8 Easy Ways To Stop Being Jealous Of Your Friends

Jealousy is natural. Even the most confident, secure people in the world get jealous sometimes. However, while feeling jealous about your crush or bae flirting with someone else seems more “normal,” feeling jealous of your friends seems a little bit more embarrassing. Whether you’re envious of their looks, grades, dating lives, wardrobe, or something else, one thing is for sure: it’s something you don’t want to admit because honestly, it sucks. When it’s not confronted, that jealousy can easily lead to anger and resentment, which can lead to stupid fights. Jealousy is powerful enough to make you say, do, and think things that are way out of character for you. It’s not fun, which is why people are always looking for ways to stop it from happening.

That’s not to say it can’t be a good thing – sometimes envy gets ugly, other times it can motivate you towards the direction you want to go in. If you didn’t ever feel slightly competitive with others, you would feel a lot less inspired.
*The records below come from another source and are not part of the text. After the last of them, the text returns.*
PR #1437, opened 2021-11-03
Use staging data when auto deflake tests

keyonghan:
This solves: https://github.com/flutter/flutter/issues/92999

changes:
1) switch query to staging runs instead of prod (with support of cl/407390665)
2) fix corner case when no rows are returned.


CaseyHillers (approved):
flutter-lgtm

Jealousy can ignite a fire in you that helps you do great things, or just pushes you out of your comfort zone. So, sometimes, getting over that feeling is more about embracing it and making it something positive instead. You hate that your friend got a whole new group of “cooler” friends to hang out with? Great – go tag along and make some new friends yourself. Or find other “cool” friends!
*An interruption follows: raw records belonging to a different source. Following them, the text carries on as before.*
PR #1440, opened 2021-11-04
Initial draft version of results_pipleine microservice.

yusuf-goog:
Showcases a possible layout for microservice in cocoon:

Sets up a new microservice (results-pipeline) that can be deployed to appengine via:

   gcloud app deploy --no-promote app.yaml

Creating an endpoint that can receive push messages from a pubsub topic at:

  /api/process_build_update

Currently logs out the received messaged.
Returns a 401 Unauthorized if message is not sent via a specified service account.
Returns a 404 for any other page request.

Contains common libs, useful to most microservices (auth, logging, response), but
not visible outside the microservice directory. Will need a mechanism to share
dart libs.

## Pre-launch Checklist

- [ ] I signed the [CLA].

### DIFF
--- a/app_dart/micro_services/results_pipeline/analysis_options.yaml
+++ b/app_dart/micro_services/results_pipeline/analysis_options.yaml
@@ -1,0 +1,1 @@
+include: package:lints/recommended.yaml
--- a/app_dart/micro_services/results_pipeline/bin/server.dart
+++ b/app_dart/micro_services/results_pipeline/bin/server.dart
@@ -1,0 +1,62 @@
+import 'dart:convert';
+import 'dart:io';
+
+import 'package:appengine/appengine.dart';
+import 'package:results_pipeline/common/auth_utils.dart';
+import 'package:results_pipeline/common/logging.dart';
+import 'package:results_pipeline/common/response.dart';
+
+/// Default handler, returns a 404
+void _defaultHandler(HttpRequest request) {
+  respond(request, status: HttpStatus.notFound);
+}
+
+/// Check authorization of incoming request.
+Future<void> _checkAuthorization(HttpRequest request) async {
+  if (!await authenticateRequest(request.headers)) {
+    await respond(request, status: HttpStatus.unauthorized);
+    throw HttpException('Unauthorized request: ${request.headers}');
+  }
+}
+
+/// Processes LUCI build status updates messages.
+///
+/// Endpoint for push messages from the pubsub topic that
+/// LUCI send build update status messages to.
+/// Tasks:
+///  1) Verify authorization on incoming message.
+///  2) Decodes build update message.
+///  3) Saves update to datatstore.
+///  4) Triggers retry for failing build.
+///
+/// POST: /api/process_build_request
+///
+/// Response: Status 200 OK
+///
+/// Response: Status 401 Unauthorized
+///
+Future<void> _processUpdate(HttpRequest request) async {
+  final String requestString = await utf8.decodeStream(request);
+  log.info(requestString);
+  await respond(request);
+}
+
+/// Federate incoming requests to the appropriate handlers.
+Future<void> _requestHandler(HttpRequest request) async {
+  if (request.uri.path == '/api/process_build_update') {
+    await _checkAuthorization(request);
+    await _processUpdate(request);
+  } else {
+    _defaultHandler(request);
+  }
+}
+
+Future<void> main() async {
+  useLoggingPackageAdaptor();
+
+  await runAppEngine(_requestHandler,
+      onAcceptingConnections: (InternetAddress address, int port) {
+    final String host = address.isLoopback ? 'localhost' : address.host;
+    print('Serving requests at http://$host:$port/');
+  });
+}
--- a/app_dart/micro_services/results_pipeline/lib/common/auth_utils.dart
+++ b/app_dart/micro_services/results_pipeline/lib/common/auth_utils.dart
@@ -1,0 +1,39 @@
+// Copyright 2021 The Flutter Authors. All rights reserved.
+// Use of this source code is governed by a BSD-style license that can be
+// found in the LICENSE file.
+
+import 'dart:io';
+
+import 'package:googleapis/oauth2/v2.dart';
+import 'package:http/http.dart' as http;
+
+/// Authenticate and authorize incoming requests.
+///
+/// Ensure that the incoming requests are from specified
+/// set of service accounts.
+Future<bool> authenticateRequest(HttpHeaders headers) async {
+  final http.Client client = http.Client();
+  final Oauth2Api oauth2api = Oauth2Api(client);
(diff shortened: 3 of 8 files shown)


app_dart/micro_services/results_pipeline/lib/common/logging.dart
```diff
@@ -0,0 +1,7 @@
+// Copyright 2021 The Flutter Authors. All rights reserved.
```
godofredoc, line 1: Seems like this file should go to common libraries.

app_dart/micro_services/results_pipeline/lib/common/auth_utils.dart
```diff
@@ -0,0 +1,39 @@
+// Copyright 2021 The Flutter Authors. All rights reserved.
```
godofredoc, line 1: Seems like this file should go to common libraries.

app_dart/micro_services/results_pipeline/bin/server.dart
```diff
@@ -0,0 +1,63 @@
+import 'dart:convert';
+import 'dart:io';
+
+import 'package:appengine/appengine.dart';
+import 'package:results_pipeline/common/auth_utils.dart';
+import 'package:results_pipeline/common/logging.dart';
+import 'package:results_pipeline/common/response.dart';
+
+/// Default handler, returns a 404
```
godofredoc, line 9: You may to keep server as the integration point for one or more handlers. I'd recommend to move most of this logic to a separate file.

app_dart/micro_services/results_pipeline/lib/common/response.dart
```diff
@@ -0,0 +1,88 @@
+// Copyright 2021 The Flutter Authors. All rights reserved.
```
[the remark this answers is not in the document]
yusuf-goog: Yes, we need to figure out the mechanism for the common libraries across microservices.

I would be much happier if we could have a versioned dart package that can be imported by each microservice rather than just copying code over. As our number of services increase, and each could have very varied deployment and test cycles, breakages due to incompatible changes could start becoming a real problem.

app_dart/micro_services/results_pipeline/lib/common/logging.dart
yusuf-goog: ditto as above

app_dart/micro_services/results_pipeline/lib/common/auth_utils.dart
yusuf-goog: ditto comment as above

app_dart/micro_services/results_pipeline/bin/server.dart
yusuf-goog: I had originally written it up as a separate file. I was trying this flat layout to see if most of our microservices will be super small and would they really need the added break out. 

I'm fine with just standardizing on having the handlers broken out even if they are super small. Any thoughts?

app_dart/micro_services/results_pipeline/bin/server.dart
```diff
@@ -0,0 +1,63 @@
...
+///  4) Triggers retry for failing build.
+///
+/// POST: /api/process_build_request
+///
+/// Response: Status 200 OK
+///
+/// Response: Status 401 Unauthorized
+///
+Future<void> _processUpdate(HttpRequest request) async {
+  await _checkAuthorization(request);
```
yusuf-goog, line 38: @godofredoc also, I was thinking of moving the auth checks out to _requestHandler(), rather than make it the responsibility of each handler. It might help avoid times where someone forgets to add necessary auth to a handler, and cosolidates the checks at the top level. Thougts?

app_dart/micro_services/results_pipeline/analysis_options.yaml
```diff
@@ -0,0 +1,196 @@
+# Specify analysis options.
```
CaseyHillers, line 1: nit: we should move to using pub.dev/packages/lints

app_dart/micro_services/results_pipeline/bin/server.dart
CaseyHillers: I think there should be a generic server they all extend from (which would handle this generic logic), and then the microservices can extend it with the RPCs they support

app_dart/micro_services/results_pipeline/bin/server.dart
CaseyHillers: The reason for auth per request handler is it enables ACLs. Otherwise, we have one generic auth for the entire backend

app_dart/micro_services/results_pipeline/lib/common/response.dart
```diff
@@ -0,0 +1,88 @@
...
+
+import 'dart:convert';
+import 'dart:io';
+import 'dart:typed_data';
+
+import 'package:meta/meta.dart';
+
+/// Class that represents an HTTP response body before it has been serialized.
+@immutable
+abstract class Body {
```
CaseyHillers, line 13: Going forward, I'm against reusing `Body`. I'd prefer we use something like `package:http` instead of writing our own classes on top of the `dart:io` calls. This class has slowed my ability to develop features due to it's low level functionality.

app_dart/micro_services/results_pipeline/lib/common/auth_utils.dart
CaseyHillers: One issue I faced while making the scheduler microservice is how appengine handles dart packages. You can't rely on the local references or git, and you'll need to land your package change, publish it, then land your microservice change. I'd like to see if we can find a way around it and get the local paths working here.

app_dart/micro_services/results_pipeline/lib/common/response.dart
yusuf-goog: Very happy to hear this! :) will remove.

app_dart/micro_services/results_pipeline/bin/server.dart
yusuf-goog: I didn't mean have one for every handler, but have the calls made just above the handler call each time. E.g.:

Future<void> _requestHandler(HttpRequest request) async {
  if (request.uri.path == '/api/process_build_update') {
    checkAUTH here;
    await _processUpdate(request);
  } else {
   checkAUTH here;
    _defaultHandler(request);
  }
}

This separates responsibility from the handler to do one additional function, simplifying it.

app_dart/micro_services/results_pipeline/analysis_options.yaml
yusuf-goog: done

godofredoc:
Should we close this PR?

Hixie:
Since nobody objected to closing the PR after @godofredoc asked, I'm going to close it. Please feel free to reopen if it's still useful!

Want more tips on how to stop feeling jealous of your friends? Read on – this might not prevent jealousy forever, but it will definitely help when you need it.


Get Grateful On The Regular

I am about to get cheesy on you, so bear with. It's really hard to get jealous the more aware of how cool your life is. It doesn't even have to be cool, but if at the end of the day you can take stock of three things you are grateful for or three "wins" you had during the day, any jealous feelings you had will start to melt away. Nothing stops comparison, unrealistic expectations, anger, and resentment like a heaping dose of gratitude. A lot of people like to have a whole separate gratitude journal, but if that's not your thing, that's fine. Having an active practice that keeps you aware and appreciative of all the great things in your life is essential to staying sane.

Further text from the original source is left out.